TASK ITEM → All lines from the entries below that contain the string "extern" should be copied out.

DATA FOR THIS EXERCISE START

PR #644, opened 2026-07-16
Add Level 3 standard library support - Phase 1

TharmiganK:
## Summary

Depends on this PR: https://github.com/ballerina-nutcracker/ballerina/pull/585 and the following issues:
- https://github.com/ballerina-nutcracker/ballerina/issues/640
- https://github.com/ballerina-nutcracker/ballerina/issues/641
- https://github.com/ballerina-nutcracker/ballerina/issues/642

This PR merges `stdlibs-l3`'s work on top of `http-svc`. It adds six new Go-native `ballerina/*` standard library packages, extends `ballerina/http` with multipart/form-data payload support built on the new `ballerina/mime` package, and adds the Platform Adaptation Layer (PAL) surface needed to back the filesystem- and socket-based packages in this round. Compiler/interpreter-core changes (bug fixes and new langlib functions) unrelated to this stdlib work are documented separately in `lang-changes.md` and are not repeated here, aside from the PAL additions below.

## New standard libraries

| Package | Supported | Partially Supported | Not Yet Supported | Support % |
|---|---|---|---|---|
| `file` | 21 | 0 | 0 | 100% |
| `ldap` | 15 | 2 | 0 | 83% |
| `mime` | 13 | 2 | 1 | 81% |
| `tcp` | 18 | 1 | 1 | 82% |
| `udp` | 15 | 2 | 2 | 79% |
| `uuid` | 19 | 1 | 0 | 95% |

(Support % = `round(Supported / Total * 100)`, Total = Supported + Partially Supported + Not Yet Supported + Cannot Support. Full per-package tables and behavioural-change notes live in each package's own README under `lib/stdlibs/ballerina/<name>/0.0.1/`.)

### `ballerina/mime`

MIME media type parsing, content disposition handling, entity header/body management, multipart bodies, and Base64 encode/decode, per RFC 2045/2046.

- Media type parsing (`getMediaType`) and content disposition parsing (`getContentDispositionObject`).
- Entity header management (`setHeader`/`getHeader`/`getHeaders`/`getHeaderNames`/`addHeader`/`removeHeader`/`removeAllHeaders`/`hasHeader`) and content metadata (type, ID, length, disposition).
- Entity body as text, JSON, byte array, or multipart parts (`setText`/`getText`, `setJson`/`getJson`, `setByteArray`/`getByteArray`, `setBodyParts`/`getBodyParts`, generic `setBody`).
- Base64 encode/decode for strings and byte arrays.
- Partially supported: multipart bodies — flat (single-level) only, a part whose own body is itself multipart is not recursively decoded; `distinct` error subtypes are plain `error` aliases.
- Not yet supported: entity XML body (blocked on XML type support in this interpreter).

### `ballerina/uuid`

RFC 4122 UUID generation (versions 1, 3, 4, 5), validation, version detection, and string/byte/record conversion.

- Generation as string or record for all four supported versions, plus a `createRandomUuid()` alias for type 4.
- Validation, version detection, and conversions between string/byte-array/record forms.
- Partially supported: `distinct` error subtype (`Error` is a plain `error` alias).
- Behavioural change: type 1 UUIDs use a random 6-byte node identifier instead of the host's MAC address (portability/privacy); still RFC-valid and passes `validate()`.

### `ballerina/file`

File, directory, and path manipulation, built on the new PAL filesystem interface (see below).

- Directory operations (cwd, create, remove — recursive and non-recursive), file operations (create, rename/move, copy with option flags), metadata retrieval, and directory listing.
- Temporary file/directory creation and path utilities (absolute resolution, basename, parent, normalize, split, join, relative path).
- Directory change listener/file watcher service (`onCreate`/`onModify`/`onDelete`), backed by the new PAL `Watch` function (`fsnotify`).
- Full package coverage: 21/21 rows Supported (100%) — no Not Yet Supported or Cannot Support rows remain.
- Behavioural changes: `distinct` error types are flattened to plain `file:Error` aliases; Windows detection relies on the `OS` environment variable being set at startup; `gracefulStop()` deterministically releases the underlying OS watch (jBallerina's is a no-op that leaves the watch thread running); `attach()` returns its validation error through the documented `error?` return instead of panicking.

### `ballerina/ldap`

Connect, authenticate, and interact with LDAP directory servers — search, add, modify, rename, compare, and delete entries.

- Plaintext or TLS (PEM certificate) client init with host-name verification and TLS version selection.
- Add/delete/rename/update an entry, attribute comparison, single-entry retrieval and subtree search (with attributes inferred from the target record when not given explicitly), connection lifecycle.
- Binary attribute decoding (`objectGUID`/`objectSid` to canonical string form; other binary values base64-encoded per RFC 2849).
- Cannot support: PKCS12 trust stores — use a PEM certificate file path instead.
- Partially supported: search result references/controls (the underlying Go LDAP client flattens referral URIs across references without preserving per-reference message IDs/controls, so this port synthesizes one `SearchReference` per URI with a placeholder message ID); `distinct` error subtypes are plain `error` aliases.
- Behavioural changes: two mismatched jBallerina result-code strings are corrected to match the declared `Status` enum; client-side-only failures map to `OTHER`; TLS version constraints are scoped per-connection rather than JVM-wide.

### `ballerina/tcp`

Low-level, connection-oriented TCP client and listener/service APIs for exchanging raw bytes with no built-in framing.

- Client connect (local-interface binding, independent read/write timeouts, TLS via PEM certificate) and listener (TLS via cert+key pair, cipher suite restriction).
- Attach/detach a service on a listener, start/gracefulStop/immediateStop, `onConnect`/`onBytes`/`onError`/`onClose` dispatch (including auto-reply), inline `service on new tcp:Listener(...)` declarations.
- Cannot support: PKCS12 trust store (client) or key store (listener) — use a PEM certificate/key file pair instead.
- Not yet supported: `Service`/`ConnectionService` as `distinct service object` types (declared as plain `service object`, since this interpreter can't yet attach an anonymous inline service body to a `distinct` target type, and the inline declaration style was prioritized).
- Partially supported: `distinct` error subtype (`Error` is a plain `error` alias).
- Behavioural changes (all deliberate, documented divergences — see the "known limitations" note below): plain default-valued config records instead of included-record spread parameters; a connection closes if `onConnect` returns an error (jBallerina leaves it open); `onClose` fires exactly once; `Caller` identity fields are computed once at accept time; `immediateStop()` actually force-closes instead of being a no-op; `detach()` validates the given service.

### `ballerina/udp`

Low-level connectionless and connection-oriented UDP client APIs, plus a listener/service/caller surface for datagram exchange.

- Connectionless `Client` and connection-oriented `ConnectClient` (with outbound auto-fragmentation across datagrams), listener with attach/detach/start/gracefulStop/immediateStop, `onBytes`/`onDatagram`/`onError` dispatch (including auto-reply), inline listener service declarations.
- Not yet supported: a listener bound to a single fixed remote peer; `Service` as a `distinct service object` type (same inline-attachment reason as `tcp`).
- Partially supported: dispatch only invokes the fixed two-parameter `onBytes`/`onDatagram` forms (jBallerina also accepts other parameter orders/subsets via reflection); `distinct` error subtype (`Error` is a plain `error` alias).
- Behavioural changes: same default-valued-config-record pattern as `tcp`; `detach()` validates the given service; `immediateStop()` force-closes immediately (UDP has no per-connection state to drain, so it behaves the same as `gracefulStop()`).

## `ballerina/http` enhancements

Built on top of the new `ballerina/mime` package:

- **Multipart request/response bodies**: `setBodyParts(mime:Entity[], string? contentType)` / `getBodyParts() returns mime:Entity[]|error` on both `Request` and `Response`. Flat (single-level) multipart only, matching `mime`'s own limitation.
- **Generic payload setter**: `setPayload(json|byte[]|mime:Entity[] payload, string? contentType)`, dispatching by runtime type to the existing `setTextPayload`/`setBinaryPayload`/`setJsonPayload`/`setBodyParts`. jBallerina's broader signature (streams, arbitrary `anydata`) isn't accepted, since this port has no corresponding stream/`toJson()` support yet.
- **Form-urlencoded parsing**: `getFormParams()` decodes an `application/x-www-form-urlencoded` body into a `map<string>`.
- `RequestMessage` (the type accepted by the client's `post`/`put`/`patch`/`execute`) is widened to include `mime:Entity[]`.

Net effect on `http`'s own coverage: 25 Supported / 6 Partially Supported / 45 Not Yet Supported (33%, unchanged as a percentage but several rows moved out of Not Yet Supported).

## Platform Adaptation Layer (PAL) additions

New capability surface needed to back `file`, `tcp`, `udp`, and `ldap`, added to the PAL rather than any individual stdlib (per this repo's rule that all platform interaction goes through PAL, not the OS/net APIs directly):

- **`platform/pal/platform.go`**: new file-operation surface (`Getwd`, `Mkdir`, `MkdirAll`, `Remove`, `RemoveAll`, `Rename`, `CreateFile`, `Stat`, `Lstat`, `ReadDir`, `Copy`, `CreateTemp`, `CreateTempDir`, `Readlink`, `Watch`) and `Time.Sleep`.
- **`platform/palnative/net.go`, `tls.go`, `watcher.go`** (new) plus `pal.go`/`http.go` (extended): real OS-backed implementations — filesystem watching via `fsnotify`, TLS config helpers for the socket-based packages, net helpers shared by `tcp`/`udp`.
- **`test_util/testharness/test_harness.go`**: matching test-PAL wiring so `corpus/extern` tests can exercise the new surface.

## Known limitations applying across this round

- **`distinct` types**: none of the new packages' error types or service marker types are declared `distinct` — they're plain aliases/plain `service object` types. This is consistent with every existing Go-native stdlib in this interpreter and is called out per-package above where it affects `is`-based type narrowing.
- **Included-record config parameters**: `tcp`, `udp`, and `ldap`'s `Client.init`/`Listener.init` take a plain (default-valued, for `tcp`/`udp`) configuration record instead of jBallerina's included-record spread parameter (`*Config`). Call sites pass a record literal (`check new("host", 80, {localHost: "x"})`) instead of named-argument spread (`check new("host", 80, localHost = "x")`). This is a deliberate public-API divergence working around a current interpreter limitation resolving included-record parameters that follow other positional parameters in a multi-import module — tracked separately, not part of this PR's scope.

## Testing

Each new package is covered by corpus tests under `corpus/bal/` (compile-and-run `-v.bal`/error `-e.bal` cases) and, for the socket/listener and multipart-over-the-wire behavior, `corpus/extern` integration tests that spin up real listeners/clients. `go build ./...` and `go test ./...` are clean on this branch.

## Out of scope

The packages requiring annotation support (not yet available in this interpreter) were not attempted in this round.


TharmiganK:
Closing this PR, since the changes will be sent via separate PRs for each std lib

PR #645, opened 2026-07-16
Fix semtype to string rendering not showing builtin types in some contexts

### LINKED ISSUE #642: [Bug]: Recursive-atom index collision across list/mapping kinds in semtype to-string
### Description

Recursive semtypes (used for self-referential types like `json`, `anydata`, or any user-defined recursive `record`/array type) are represented internally as "recursive atoms" (`recAtom`). List-recursion, mapping-recursion, function-recursion, xml-recursion, and distinct-type-recursion each draw their index from their **own** independent, 0-based counter on `env` (`recListAtom()`, `recMappingAtom()`, `recFunctionAtom()`, etc. in `semtypes/env.go`). Both the list-atom table and the mapping-atom table are pre-padded to the same reserved length (`predefinedTypeEnv.ReservedRecAtomCount()`), so in practice the *first* user-/stdlib-defined recursive list type and the *first* recursive mapping type end up assigned the **same numeric index**.

On main branch, an atom's "canonical key" — used both for BDD-node interning and, critically, for the cycle-detection `visited` set in the semtype-to-string printer (`semtypes/to_string.go`) — was just `{index, rec: true}`, with no indication of *which counter* (list vs. mapping vs. function vs. xml vs. distinct) the index came from. So a list atom and a mapping atom sharing the same index produce the *same* key.

The printer's cycle detector (`listAtomToString`/`mappingAtomToString` in `to_string.go`) marks an atom's key as `visited` before recursing into its members, to know when it's looped back to an already-open atom (and should print `...` instead of recursing forever). Because the key didn't carry a kind, entering a mapping atom whose index happened to equal an outer list atom's index falsely looks like "we're already printing this" — the printer stops early and prints `...` instead of expanding the mapping atom's actual structure, even though it's a completely different type it has never seen before.

This doesn't affect type-checking correctness (subtyping, actual program behavior) — `semtypes.ToString` is only used for producing human-readable type names in **compile-time semantic error messages** and in the debug BIR pretty-printer (`--dump-bir`). But those messages come out truncated/misleading, and the exact shape depends on allocation order across concurrently-desugared functions/classes/services (compiler stages 5–10 run per-module concurrently), so the same source can print differently between compiles.

### Impact

- Misleading/truncated type names in `SEMANTIC_ERROR` diagnostics and BIR debug dumps whenever a recursive type mixes list-recursion and mapping-recursion (e.g. `anydata`, `json`, or any user `record` type with a self-referencing array/table field) — no user code needs to reference any stdlib for this to trigger; it is core language behavior.
- No effect on program *execution* — this is purely a to-string/diagnostic-quality bug.

### Steps to Reproduce

```ballerina
type Config record {|
    anydata...;
|};

public function main() {
    Config c = {};
    int x = c;
}
```

(`anydata...` makes `Config`'s rest-field type an inline, unnamed `anydata` — an open record whose value type is the built-in recursive `anydata` union, which mixes list and mapping recursion. Using it inline, rather than through a named type alias, forces the printer to expand it structurally instead of just printing the name `anydata`.)

Run against main branch:
```shell
git checkout main
go run ./cli/cmd run /path/to/repro.bal
```

Output on main branch:
```
error[SEMANTIC_ERROR]: incompatible type: expected int, got {| nil|boolean|int|float|decimal|string|regexp|xml|[nil|boolean|int|float|decimal|string|regexp|xml|...|...|table...]|{| nil|boolean|int|float|decimal|string|regexp|xml|...|...|table... |}|table... |}
```

Note the `[nil|...|xml|...|...|table...]` segment: the list member's own mapping-typed element collapses straight to `...` without ever showing its structure — a mapping atom is being (incorrectly) treated as already-visited.

### Affected Version(s)

Ballerina Nutcracker - 0.6.0

_No response_

### Related area

Compilation

_No response_

_No response_

_No response_

heshanpadmasiri:
## Purpose
$subject
Fixes https://github.com/ballerina-nutcracker/ballerina/issues/642

## Summary by CodeRabbit

* **Bug Fixes**
  * Improved semantic type error messages with shorter, clearer representations for unions, arrays, `anydata`, functions, records, and optional fields.
  * Preserved accurate source locations and highlighting for reported type errors.
  * Standardized type formatting across compiler diagnostics for more consistent output.

### DIFF
--- a/corpus/bir/library/subset1/http-client-methods-v.txt
+++ b/corpus/bir/library/subset1/http-client-methods-v.txt
@@ -72,7 +72,7 @@ main() -> nil|error{
     $desugar$8 = %28;
     %30 = ConstantLoad key
     %31 = ConstantLoad val
-    %32 = newMap {| nil|boolean|int|float|decimal|string|...|...... |}{%30=%31}
+    %32 = newMap {| json... |}{%30=%31}
     $desugar$9 = %32;
     %34 = $default$22($desugar$8,$desugar$9) -> bb14;
   }
--- a/corpus/bir/library/subset1/http-client-post-v.txt
+++ b/corpus/bir/library/subset1/http-client-post-v.txt
@@ -100,7 +100,7 @@ main() -> nil|error{
     %44 = ConstantLoad test
     %45 = ConstantLoad count
     %46 = ConstantLoad 1
-    %47 = newMap {| nil|boolean|int|float|decimal|string|...|...... |}{%43=%44, %45=%46}
+    %47 = newMap {| json... |}{%43=%44, %45=%46}
     $desugar$10 = %47;
     %49 = $default$24($desugar$9,$desugar$10) -> bb18;
   }
--- a/corpus/bir/library/subset2/civil-functions-v.txt
+++ b/corpus/bir/library/subset2/civil-functions-v.txt
@@ -58,7 +58,7 @@ main() -> nil|error{
     %32 = ConstantLoad 6
     %33 = ConstantLoad day
     %34 = ConstantLoad 15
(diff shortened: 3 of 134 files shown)


TharmiganK (approved):
LGTM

DATA FOR THIS EXERCISE END

FINISHED TASK →
- **`test_util/testharness/test_harness.go`**: matching test-PAL wiring so `corpus/extern` tests can exercise the new surface.
Each new package is covered by corpus tests under `corpus/bal/` (compile-and-run `-v.bal`/error `-e.bal` cases) and, for the socket/listener and multipart-over-the-wire behavior, `corpus/extern` integration tests that spin up real listeners/clients. `go build ./...` and `go test ./...` are clean on this branch.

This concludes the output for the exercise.